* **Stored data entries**
▼▼▼

PR #22309, opened 2023-08-22
Added fft2 to Jax frontend 

### LINKED ISSUE #22162: fft2

AbdullahSabry:
Closes #22162

Currently the test doesn't work but I can't figure out why. I keep getting the error `ValueError: setting an array element with a sequence.` I even went as far as to try out the tests already made [here](https://github.com/unifyai/ivy/blob/8584bee085da7e3a2508d73d85a690f9e2068323/ivy_tests/test_ivy/test_functional/test_experimental/test_nn/test_layers.py#L1128). It still gave me the same error.


AbdullahSabry:
Hey @abdulasiraj

abdulasiraj (changes requested):
I think you're using some kinda private function, which are not allowed to use without API key.
```
SystemExit: Please sign up for free pilot access here [https://console.unify.ai/], in order to make use of ivy.compile, ivy.transpile and ivy.unify.
```
So, use the following flag:
`
--skip-compile-testing
`

abdulasiraj (changes requested):
same case like other PR

AbdullahSabry:
@abdulasiraj 

I believe it is ready to merge now along with #22536 to fix the tests.

abdulasiraj:
Once the PR for tensorflow backend is merged than this need to updated in order to get merged.
thanks!

ivy/functional/frontends/jax/numpy/fft.py
```diff
@@ -11,6 +11,15 @@ def fft(a, n=None, axis=-1, norm=None):
     return ivy.fft(a, axis, norm=norm, n=n)
 
 
+@to_ivy_arrays_and_back
+def fft2(a, s=None, axes=(-2, -1), norm=None):
+    if norm is None:
+        norm = "backward"
+    if ivy.dtype(a) == "complex128":
```
abdulasiraj, line 18: I think you can omit the check for dtype as function will only recieve complex types. you can directly do this `return ivy.array(ivy.fft2(a, s=s, dim=axes, norm=norm), dtype=ivy.dtype(a))`

AbdullahSabry: Yes seems right to just make it inclusive of these dtypes, Pushed changes all seems to be working well!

▲▲▲

* **REQUIRED WORK**
The records above should be duplicated in full, exactly as given.

* **THE COMPLETED TASK**
PR #22309, opened 2023-08-22
Added fft2 to Jax frontend 

### LINKED ISSUE #22162: fft2

AbdullahSabry:
Closes #22162

Currently the test doesn't work but I can't figure out why. I keep getting the error `ValueError: setting an array element with a sequence.` I even went as far as to try out the tests already made [here](https://github.com/unifyai/ivy/blob/8584bee085da7e3a2508d73d85a690f9e2068323/ivy_tests/test_ivy/test_functional/test_experimental/test_nn/test_layers.py#L1128). It still gave me the same error.


AbdullahSabry:
Hey @abdulasiraj

abdulasiraj (changes requested):
I think you're using some kinda private function, which are not allowed to use without API key.
```
SystemExit: Please sign up for free pilot access here [https://console.unify.ai/], in order to make use of ivy.compile, ivy.transpile and ivy.unify.
```
So, use the following flag:
`
--skip-compile-testing
`

abdulasiraj (changes requested):
same case like other PR

AbdullahSabry:
@abdulasiraj 

I believe it is ready to merge now along with #22536 to fix the tests.

abdulasiraj:
Once the PR for tensorflow backend is merged than this need to updated in order to get merged.
thanks!

ivy/functional/frontends/jax/numpy/fft.py
```diff
@@ -11,6 +11,15 @@ def fft(a, n=None, axis=-1, norm=None):
     return ivy.fft(a, axis, norm=norm, n=n)
 
 
+@to_ivy_arrays_and_back
+def fft2(a, s=None, axes=(-2, -1), norm=None):
+    if norm is None:
+        norm = "backward"
+    if ivy.dtype(a) == "complex128":
```
abdulasiraj, line 18: I think you can omit the check for dtype as function will only recieve complex types. you can directly do this `return ivy.array(ivy.fft2(a, s=s, dim=axes, norm=norm), dtype=ivy.dtype(a))`

AbdullahSabry: Yes seems right to just make it inclusive of these dtypes, Pushed changes all seems to be working well!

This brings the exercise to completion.